DIRECTIONS FOR THIS TASK:
Filter the data for lines with the word "accessible", then copy every line so identified.

[[ DATASET RECORDS, beginning ]]

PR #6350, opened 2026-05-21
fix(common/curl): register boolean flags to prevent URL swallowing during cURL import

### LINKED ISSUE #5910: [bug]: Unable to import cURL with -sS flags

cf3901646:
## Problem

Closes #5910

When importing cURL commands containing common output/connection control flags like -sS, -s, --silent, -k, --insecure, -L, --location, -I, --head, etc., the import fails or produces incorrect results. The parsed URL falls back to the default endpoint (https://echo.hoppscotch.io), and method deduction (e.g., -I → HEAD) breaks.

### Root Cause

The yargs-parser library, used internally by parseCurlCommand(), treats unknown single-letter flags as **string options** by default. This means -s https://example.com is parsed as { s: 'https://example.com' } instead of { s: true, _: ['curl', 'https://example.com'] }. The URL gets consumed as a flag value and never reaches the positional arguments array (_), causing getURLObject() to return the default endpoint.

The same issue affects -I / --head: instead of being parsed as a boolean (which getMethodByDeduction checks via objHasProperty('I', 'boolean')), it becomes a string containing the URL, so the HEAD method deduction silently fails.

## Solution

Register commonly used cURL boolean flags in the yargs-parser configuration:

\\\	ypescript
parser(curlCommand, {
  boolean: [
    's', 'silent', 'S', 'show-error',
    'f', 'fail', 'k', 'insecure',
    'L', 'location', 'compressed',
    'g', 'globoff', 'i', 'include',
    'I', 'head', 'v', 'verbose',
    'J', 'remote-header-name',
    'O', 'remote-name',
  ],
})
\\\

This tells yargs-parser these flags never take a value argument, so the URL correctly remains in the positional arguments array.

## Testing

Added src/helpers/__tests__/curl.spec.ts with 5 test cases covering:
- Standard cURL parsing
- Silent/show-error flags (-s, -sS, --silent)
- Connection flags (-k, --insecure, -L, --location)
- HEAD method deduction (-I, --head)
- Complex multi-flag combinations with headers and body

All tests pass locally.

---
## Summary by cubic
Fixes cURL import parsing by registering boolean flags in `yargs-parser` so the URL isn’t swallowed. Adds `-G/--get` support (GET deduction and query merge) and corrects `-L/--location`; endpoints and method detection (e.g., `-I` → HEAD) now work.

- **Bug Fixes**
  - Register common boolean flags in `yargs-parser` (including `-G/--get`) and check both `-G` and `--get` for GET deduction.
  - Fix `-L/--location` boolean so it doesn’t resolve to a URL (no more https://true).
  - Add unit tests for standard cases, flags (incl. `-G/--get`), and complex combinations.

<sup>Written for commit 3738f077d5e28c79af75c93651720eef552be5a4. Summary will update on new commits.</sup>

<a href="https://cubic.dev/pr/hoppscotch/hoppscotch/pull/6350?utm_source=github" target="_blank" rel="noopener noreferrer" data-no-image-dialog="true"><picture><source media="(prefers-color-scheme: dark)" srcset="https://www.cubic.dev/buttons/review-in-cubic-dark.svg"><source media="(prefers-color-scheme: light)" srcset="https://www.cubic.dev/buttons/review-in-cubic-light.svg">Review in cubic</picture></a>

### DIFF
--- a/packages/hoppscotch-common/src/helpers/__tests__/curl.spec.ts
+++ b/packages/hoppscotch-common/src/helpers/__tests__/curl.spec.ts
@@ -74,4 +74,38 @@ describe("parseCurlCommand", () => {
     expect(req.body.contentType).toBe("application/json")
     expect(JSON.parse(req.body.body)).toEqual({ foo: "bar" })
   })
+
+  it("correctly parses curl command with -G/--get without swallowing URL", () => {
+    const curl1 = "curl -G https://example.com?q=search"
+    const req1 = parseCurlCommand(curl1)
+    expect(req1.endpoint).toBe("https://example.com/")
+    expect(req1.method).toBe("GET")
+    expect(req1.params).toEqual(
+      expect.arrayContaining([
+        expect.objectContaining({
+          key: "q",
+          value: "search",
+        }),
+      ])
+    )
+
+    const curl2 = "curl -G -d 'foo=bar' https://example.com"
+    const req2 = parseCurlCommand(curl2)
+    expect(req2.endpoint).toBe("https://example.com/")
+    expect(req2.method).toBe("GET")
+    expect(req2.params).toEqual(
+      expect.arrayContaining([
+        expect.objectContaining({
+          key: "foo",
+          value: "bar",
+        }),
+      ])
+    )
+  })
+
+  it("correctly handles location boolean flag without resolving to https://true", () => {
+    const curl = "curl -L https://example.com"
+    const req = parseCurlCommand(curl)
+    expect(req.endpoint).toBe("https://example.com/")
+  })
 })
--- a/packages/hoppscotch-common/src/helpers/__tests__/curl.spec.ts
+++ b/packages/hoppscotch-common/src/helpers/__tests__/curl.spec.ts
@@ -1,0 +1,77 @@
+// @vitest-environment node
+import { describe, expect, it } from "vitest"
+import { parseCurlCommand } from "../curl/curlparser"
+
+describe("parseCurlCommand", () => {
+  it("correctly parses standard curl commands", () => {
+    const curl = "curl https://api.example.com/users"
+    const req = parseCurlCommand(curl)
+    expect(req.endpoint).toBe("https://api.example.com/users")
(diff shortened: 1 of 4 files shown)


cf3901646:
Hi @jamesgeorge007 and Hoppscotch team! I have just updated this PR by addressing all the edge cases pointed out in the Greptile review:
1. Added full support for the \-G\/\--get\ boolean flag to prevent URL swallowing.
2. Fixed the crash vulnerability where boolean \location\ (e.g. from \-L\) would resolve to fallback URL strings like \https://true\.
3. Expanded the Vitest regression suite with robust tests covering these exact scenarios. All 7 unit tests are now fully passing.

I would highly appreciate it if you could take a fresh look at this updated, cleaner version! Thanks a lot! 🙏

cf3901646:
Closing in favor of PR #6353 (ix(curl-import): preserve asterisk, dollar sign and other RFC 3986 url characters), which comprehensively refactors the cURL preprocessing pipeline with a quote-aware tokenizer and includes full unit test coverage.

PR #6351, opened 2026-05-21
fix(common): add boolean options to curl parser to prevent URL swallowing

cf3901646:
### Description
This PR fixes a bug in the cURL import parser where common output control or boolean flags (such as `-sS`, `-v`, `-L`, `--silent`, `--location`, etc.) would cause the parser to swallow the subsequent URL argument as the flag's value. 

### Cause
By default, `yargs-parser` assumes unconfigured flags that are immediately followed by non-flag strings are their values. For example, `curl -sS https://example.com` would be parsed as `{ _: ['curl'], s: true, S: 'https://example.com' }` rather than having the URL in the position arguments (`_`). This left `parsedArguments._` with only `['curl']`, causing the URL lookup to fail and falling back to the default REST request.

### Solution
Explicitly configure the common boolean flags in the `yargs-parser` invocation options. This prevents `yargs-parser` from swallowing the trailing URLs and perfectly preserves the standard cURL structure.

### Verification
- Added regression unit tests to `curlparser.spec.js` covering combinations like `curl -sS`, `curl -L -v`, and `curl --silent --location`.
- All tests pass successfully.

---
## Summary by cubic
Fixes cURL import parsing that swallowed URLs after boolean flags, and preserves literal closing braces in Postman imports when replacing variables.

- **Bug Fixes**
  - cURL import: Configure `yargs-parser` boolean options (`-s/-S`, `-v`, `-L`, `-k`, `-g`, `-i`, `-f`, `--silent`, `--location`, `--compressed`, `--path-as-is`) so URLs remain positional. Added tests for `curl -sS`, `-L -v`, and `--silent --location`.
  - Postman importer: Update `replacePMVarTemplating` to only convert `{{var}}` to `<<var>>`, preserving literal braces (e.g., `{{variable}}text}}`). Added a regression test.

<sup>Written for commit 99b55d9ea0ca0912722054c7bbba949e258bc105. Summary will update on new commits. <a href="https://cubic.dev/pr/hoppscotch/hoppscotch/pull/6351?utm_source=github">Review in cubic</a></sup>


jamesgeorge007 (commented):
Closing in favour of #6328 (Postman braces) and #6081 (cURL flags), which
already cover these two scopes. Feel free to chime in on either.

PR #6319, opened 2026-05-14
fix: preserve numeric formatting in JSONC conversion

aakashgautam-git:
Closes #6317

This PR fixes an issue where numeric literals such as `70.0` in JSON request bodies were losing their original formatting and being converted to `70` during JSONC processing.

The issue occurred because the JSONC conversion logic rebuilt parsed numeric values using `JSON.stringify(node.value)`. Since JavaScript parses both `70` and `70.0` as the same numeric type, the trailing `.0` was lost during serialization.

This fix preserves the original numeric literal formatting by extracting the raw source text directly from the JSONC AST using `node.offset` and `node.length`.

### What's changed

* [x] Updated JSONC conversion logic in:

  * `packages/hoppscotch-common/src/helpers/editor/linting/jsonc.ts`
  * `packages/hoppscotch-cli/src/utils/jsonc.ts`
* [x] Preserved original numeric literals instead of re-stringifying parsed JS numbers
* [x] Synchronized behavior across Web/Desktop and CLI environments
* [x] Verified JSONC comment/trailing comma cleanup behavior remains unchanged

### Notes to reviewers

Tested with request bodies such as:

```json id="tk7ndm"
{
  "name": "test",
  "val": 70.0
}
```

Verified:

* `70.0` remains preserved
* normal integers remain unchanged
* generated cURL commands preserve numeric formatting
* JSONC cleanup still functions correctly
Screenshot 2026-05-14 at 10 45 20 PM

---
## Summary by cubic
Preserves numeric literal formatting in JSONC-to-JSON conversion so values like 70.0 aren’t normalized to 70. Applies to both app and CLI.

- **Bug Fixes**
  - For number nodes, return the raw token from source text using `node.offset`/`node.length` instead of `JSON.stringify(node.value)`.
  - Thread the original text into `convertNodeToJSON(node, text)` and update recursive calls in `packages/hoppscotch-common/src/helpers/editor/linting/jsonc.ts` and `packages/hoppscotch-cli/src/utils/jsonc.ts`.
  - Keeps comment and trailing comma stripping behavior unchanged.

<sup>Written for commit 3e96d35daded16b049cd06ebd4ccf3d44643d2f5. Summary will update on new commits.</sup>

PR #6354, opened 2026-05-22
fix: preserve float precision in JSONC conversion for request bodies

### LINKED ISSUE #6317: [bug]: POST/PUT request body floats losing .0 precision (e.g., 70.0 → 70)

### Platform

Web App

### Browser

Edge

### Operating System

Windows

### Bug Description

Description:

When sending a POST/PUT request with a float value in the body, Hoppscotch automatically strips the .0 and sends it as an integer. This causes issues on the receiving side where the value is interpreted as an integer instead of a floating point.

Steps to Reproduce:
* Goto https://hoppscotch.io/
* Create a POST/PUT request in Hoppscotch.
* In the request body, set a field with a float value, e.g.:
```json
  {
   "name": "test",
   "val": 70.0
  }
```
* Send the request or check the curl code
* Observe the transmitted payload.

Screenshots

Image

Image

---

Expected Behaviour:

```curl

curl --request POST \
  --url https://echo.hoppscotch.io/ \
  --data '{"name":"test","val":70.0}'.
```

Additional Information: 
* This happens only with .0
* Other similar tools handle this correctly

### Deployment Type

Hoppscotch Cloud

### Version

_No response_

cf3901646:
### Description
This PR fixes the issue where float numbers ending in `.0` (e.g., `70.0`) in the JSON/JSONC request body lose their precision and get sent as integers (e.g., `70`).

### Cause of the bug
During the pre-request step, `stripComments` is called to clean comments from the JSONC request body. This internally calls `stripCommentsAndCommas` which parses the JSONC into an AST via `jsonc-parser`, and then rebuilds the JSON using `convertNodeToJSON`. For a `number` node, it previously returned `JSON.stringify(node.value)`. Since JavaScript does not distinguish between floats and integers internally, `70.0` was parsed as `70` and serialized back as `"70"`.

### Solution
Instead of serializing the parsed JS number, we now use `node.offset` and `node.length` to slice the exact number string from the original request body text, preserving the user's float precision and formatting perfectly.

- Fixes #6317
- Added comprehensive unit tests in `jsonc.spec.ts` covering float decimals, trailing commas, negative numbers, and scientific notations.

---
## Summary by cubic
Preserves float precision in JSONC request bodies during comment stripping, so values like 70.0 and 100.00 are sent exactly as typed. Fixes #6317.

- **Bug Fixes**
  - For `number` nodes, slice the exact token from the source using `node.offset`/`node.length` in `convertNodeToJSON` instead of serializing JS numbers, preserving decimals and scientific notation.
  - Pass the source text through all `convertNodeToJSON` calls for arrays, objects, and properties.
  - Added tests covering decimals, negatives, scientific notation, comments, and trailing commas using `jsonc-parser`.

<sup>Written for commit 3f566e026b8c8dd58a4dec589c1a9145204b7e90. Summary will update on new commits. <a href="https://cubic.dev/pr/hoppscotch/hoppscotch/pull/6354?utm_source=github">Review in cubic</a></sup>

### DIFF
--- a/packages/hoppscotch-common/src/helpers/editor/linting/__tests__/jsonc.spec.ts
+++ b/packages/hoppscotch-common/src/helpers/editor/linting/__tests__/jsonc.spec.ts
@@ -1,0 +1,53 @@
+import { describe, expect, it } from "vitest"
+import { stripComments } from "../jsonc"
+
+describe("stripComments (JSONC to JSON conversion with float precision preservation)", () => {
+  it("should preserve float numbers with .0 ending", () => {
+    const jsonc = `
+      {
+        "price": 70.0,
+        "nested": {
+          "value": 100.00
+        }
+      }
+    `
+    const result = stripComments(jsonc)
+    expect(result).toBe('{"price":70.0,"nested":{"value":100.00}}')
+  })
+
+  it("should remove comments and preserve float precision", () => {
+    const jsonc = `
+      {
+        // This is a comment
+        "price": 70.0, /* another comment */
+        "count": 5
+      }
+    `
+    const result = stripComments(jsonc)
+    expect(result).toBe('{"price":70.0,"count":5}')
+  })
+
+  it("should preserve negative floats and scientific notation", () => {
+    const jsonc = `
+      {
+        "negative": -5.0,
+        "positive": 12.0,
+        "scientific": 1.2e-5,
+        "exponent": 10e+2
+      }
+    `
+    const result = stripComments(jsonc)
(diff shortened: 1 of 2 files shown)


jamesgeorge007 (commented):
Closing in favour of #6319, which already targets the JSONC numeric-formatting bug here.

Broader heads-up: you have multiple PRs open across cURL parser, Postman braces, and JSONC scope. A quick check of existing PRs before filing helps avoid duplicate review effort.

[[ DATASET RECORDS, end ]]
[[ DATASET RECORDS, beginning ]]

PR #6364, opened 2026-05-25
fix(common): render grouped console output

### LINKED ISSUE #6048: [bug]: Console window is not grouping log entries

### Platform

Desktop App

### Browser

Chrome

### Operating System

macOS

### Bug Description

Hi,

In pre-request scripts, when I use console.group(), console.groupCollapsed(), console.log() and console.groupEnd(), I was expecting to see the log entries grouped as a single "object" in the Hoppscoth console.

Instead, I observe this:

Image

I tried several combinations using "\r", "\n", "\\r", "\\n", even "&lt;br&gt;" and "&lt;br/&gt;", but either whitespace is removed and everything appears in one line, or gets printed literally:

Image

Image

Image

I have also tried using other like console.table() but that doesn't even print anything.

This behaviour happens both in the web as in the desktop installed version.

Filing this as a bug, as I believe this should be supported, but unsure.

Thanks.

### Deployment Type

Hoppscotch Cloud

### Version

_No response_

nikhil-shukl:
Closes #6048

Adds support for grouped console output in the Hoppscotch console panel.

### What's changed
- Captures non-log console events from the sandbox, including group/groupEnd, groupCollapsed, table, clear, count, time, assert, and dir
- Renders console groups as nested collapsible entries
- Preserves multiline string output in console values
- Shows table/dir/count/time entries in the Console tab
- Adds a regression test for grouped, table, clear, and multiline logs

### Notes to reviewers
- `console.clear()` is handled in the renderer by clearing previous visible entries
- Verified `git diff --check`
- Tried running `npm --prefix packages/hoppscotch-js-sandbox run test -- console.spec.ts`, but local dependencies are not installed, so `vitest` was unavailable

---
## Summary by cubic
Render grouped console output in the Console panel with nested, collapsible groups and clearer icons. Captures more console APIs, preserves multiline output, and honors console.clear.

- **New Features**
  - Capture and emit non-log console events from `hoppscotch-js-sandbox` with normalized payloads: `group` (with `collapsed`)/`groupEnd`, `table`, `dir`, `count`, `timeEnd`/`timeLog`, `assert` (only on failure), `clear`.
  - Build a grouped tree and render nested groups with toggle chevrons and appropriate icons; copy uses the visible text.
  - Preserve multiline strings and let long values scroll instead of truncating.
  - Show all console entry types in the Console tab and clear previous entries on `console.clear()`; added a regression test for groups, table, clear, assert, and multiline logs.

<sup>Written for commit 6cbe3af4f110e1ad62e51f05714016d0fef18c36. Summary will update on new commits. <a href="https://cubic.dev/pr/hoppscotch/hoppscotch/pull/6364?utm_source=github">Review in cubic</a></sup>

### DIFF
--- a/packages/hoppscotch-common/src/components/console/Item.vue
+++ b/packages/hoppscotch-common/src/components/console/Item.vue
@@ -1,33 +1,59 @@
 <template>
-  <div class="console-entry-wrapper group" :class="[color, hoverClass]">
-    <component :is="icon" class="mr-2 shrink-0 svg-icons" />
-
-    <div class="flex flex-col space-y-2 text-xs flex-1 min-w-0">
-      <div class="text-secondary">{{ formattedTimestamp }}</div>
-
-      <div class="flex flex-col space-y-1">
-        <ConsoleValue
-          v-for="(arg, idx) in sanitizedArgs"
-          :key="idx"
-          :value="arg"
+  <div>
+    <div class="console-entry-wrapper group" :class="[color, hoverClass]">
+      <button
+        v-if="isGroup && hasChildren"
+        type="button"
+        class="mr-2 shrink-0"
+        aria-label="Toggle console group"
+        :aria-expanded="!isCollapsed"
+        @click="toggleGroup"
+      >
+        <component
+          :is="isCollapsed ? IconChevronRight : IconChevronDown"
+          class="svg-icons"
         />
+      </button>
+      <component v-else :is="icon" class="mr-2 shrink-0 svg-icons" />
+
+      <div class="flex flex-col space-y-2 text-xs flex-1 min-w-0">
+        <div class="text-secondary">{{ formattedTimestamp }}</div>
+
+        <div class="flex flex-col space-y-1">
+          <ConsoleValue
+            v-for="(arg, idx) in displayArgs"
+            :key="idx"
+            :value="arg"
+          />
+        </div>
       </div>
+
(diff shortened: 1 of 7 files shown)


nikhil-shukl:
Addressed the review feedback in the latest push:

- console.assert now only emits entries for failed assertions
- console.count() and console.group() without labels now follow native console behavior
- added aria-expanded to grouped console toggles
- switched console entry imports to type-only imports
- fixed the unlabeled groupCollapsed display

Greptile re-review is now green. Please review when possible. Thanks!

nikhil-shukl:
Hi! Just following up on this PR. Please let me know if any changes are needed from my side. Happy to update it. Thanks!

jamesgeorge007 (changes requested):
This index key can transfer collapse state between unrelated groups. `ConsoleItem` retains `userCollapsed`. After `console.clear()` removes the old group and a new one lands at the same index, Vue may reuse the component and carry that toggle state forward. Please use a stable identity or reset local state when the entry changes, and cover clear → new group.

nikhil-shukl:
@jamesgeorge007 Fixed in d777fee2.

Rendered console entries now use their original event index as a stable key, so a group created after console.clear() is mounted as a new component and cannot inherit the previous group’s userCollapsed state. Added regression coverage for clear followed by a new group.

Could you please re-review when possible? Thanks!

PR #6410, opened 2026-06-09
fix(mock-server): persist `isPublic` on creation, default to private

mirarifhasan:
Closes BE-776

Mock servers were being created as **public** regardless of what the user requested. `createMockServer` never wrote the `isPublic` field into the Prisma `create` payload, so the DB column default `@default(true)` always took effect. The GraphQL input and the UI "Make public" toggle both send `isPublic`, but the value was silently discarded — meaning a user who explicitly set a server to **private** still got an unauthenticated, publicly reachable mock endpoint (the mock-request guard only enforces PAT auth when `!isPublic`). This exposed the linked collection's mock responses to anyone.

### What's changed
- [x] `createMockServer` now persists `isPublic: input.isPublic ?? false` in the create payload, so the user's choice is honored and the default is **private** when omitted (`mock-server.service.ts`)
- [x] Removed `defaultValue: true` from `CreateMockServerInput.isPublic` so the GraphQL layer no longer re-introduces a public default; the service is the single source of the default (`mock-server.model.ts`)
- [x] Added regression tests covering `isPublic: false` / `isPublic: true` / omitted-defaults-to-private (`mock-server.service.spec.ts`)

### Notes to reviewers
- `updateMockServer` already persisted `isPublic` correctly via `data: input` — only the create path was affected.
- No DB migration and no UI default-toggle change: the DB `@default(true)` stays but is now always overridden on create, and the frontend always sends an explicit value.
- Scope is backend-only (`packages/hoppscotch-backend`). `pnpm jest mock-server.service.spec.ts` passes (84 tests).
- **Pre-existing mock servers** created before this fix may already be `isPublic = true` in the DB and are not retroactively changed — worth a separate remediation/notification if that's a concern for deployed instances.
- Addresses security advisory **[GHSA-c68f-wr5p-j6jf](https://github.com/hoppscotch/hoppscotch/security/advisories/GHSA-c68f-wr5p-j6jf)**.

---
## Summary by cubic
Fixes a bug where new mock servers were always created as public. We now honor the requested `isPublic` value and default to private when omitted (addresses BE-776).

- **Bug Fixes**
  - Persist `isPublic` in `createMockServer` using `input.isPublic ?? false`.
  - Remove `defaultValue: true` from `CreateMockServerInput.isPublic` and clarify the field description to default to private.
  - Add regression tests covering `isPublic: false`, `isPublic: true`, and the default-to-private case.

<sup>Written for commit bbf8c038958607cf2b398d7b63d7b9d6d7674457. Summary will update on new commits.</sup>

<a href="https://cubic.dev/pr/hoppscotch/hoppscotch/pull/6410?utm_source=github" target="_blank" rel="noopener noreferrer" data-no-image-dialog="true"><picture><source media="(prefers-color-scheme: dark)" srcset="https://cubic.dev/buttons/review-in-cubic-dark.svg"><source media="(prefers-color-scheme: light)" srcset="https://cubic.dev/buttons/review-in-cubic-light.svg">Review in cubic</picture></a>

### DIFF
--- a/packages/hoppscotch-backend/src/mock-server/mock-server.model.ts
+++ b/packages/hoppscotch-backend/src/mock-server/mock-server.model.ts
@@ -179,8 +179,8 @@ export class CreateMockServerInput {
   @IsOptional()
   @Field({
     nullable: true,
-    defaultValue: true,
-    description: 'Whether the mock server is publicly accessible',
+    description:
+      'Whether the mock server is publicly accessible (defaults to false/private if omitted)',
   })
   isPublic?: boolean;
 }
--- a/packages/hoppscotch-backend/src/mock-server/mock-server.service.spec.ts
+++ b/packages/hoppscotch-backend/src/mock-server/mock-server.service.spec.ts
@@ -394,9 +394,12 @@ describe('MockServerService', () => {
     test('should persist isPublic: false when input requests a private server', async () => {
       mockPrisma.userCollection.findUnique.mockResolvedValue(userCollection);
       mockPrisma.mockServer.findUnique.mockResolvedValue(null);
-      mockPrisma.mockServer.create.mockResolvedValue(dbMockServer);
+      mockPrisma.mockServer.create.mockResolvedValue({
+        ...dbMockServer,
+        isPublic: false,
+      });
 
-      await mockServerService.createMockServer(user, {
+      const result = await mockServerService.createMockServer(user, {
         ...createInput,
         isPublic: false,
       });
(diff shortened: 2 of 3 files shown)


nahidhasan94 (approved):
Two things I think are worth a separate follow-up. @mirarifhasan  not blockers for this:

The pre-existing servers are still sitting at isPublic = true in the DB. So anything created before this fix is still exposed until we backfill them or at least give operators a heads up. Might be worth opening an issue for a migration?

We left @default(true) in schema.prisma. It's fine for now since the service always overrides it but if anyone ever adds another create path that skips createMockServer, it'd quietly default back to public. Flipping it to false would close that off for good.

[[ DATASET RECORDS, end ]]
[[ DATASET RECORDS, beginning ]]

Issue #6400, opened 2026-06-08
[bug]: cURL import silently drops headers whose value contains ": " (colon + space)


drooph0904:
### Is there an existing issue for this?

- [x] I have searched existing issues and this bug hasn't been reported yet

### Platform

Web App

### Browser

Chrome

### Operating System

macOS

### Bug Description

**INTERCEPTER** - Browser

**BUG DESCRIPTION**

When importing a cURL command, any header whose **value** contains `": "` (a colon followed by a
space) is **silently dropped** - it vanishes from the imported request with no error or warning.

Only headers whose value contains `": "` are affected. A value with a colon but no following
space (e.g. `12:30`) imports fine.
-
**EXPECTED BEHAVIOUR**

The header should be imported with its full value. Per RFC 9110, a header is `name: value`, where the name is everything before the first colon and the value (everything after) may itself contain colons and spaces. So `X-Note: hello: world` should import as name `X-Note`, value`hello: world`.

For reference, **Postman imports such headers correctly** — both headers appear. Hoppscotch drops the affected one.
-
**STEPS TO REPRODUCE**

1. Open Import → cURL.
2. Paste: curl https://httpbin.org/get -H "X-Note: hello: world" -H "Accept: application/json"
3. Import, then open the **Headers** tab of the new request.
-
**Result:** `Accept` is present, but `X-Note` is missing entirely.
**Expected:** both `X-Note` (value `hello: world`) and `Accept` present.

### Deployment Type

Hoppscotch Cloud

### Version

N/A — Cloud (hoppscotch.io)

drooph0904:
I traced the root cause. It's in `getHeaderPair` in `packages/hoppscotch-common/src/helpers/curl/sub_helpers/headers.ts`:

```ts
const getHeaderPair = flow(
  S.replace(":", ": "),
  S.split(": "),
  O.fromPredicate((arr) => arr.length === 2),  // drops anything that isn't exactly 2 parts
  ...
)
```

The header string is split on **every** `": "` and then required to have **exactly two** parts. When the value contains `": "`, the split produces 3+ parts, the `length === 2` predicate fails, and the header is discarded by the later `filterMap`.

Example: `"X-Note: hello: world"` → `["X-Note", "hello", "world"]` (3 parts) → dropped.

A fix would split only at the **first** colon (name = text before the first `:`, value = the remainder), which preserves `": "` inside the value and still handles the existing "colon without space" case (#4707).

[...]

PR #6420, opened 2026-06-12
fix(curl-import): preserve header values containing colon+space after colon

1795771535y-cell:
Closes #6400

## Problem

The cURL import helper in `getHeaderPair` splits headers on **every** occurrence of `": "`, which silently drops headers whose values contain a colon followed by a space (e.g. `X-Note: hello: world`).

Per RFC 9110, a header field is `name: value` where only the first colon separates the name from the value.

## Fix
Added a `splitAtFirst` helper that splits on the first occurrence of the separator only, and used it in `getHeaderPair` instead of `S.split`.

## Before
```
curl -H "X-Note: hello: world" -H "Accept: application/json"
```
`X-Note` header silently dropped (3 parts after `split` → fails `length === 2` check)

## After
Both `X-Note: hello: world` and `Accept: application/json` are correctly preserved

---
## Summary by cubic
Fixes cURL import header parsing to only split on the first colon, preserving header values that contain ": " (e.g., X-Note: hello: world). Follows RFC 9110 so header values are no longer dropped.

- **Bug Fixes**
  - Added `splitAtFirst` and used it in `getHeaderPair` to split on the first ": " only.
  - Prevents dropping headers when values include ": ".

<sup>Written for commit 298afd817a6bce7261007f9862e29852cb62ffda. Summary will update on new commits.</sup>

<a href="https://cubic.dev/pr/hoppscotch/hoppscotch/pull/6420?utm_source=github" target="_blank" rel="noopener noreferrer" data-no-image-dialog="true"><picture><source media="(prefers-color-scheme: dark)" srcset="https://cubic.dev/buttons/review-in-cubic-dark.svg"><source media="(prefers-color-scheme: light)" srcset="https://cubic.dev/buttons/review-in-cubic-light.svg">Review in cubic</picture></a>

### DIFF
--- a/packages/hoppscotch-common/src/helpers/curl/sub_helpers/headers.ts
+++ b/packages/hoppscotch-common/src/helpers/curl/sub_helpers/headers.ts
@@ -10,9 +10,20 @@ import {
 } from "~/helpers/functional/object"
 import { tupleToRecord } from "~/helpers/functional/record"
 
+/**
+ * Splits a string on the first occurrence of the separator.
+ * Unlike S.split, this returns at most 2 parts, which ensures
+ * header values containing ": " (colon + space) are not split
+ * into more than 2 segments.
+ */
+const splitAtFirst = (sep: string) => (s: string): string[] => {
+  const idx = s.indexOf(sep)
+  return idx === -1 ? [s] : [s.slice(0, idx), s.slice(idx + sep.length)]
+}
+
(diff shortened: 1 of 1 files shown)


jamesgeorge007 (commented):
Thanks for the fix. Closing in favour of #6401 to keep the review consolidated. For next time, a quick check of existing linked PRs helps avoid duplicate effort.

[[ DATASET RECORDS, end ]]

RESULT OF THE TASK:
-    description: 'Whether the mock server is publicly accessible',
+      'Whether the mock server is publicly accessible (defaults to false/private if omitted)',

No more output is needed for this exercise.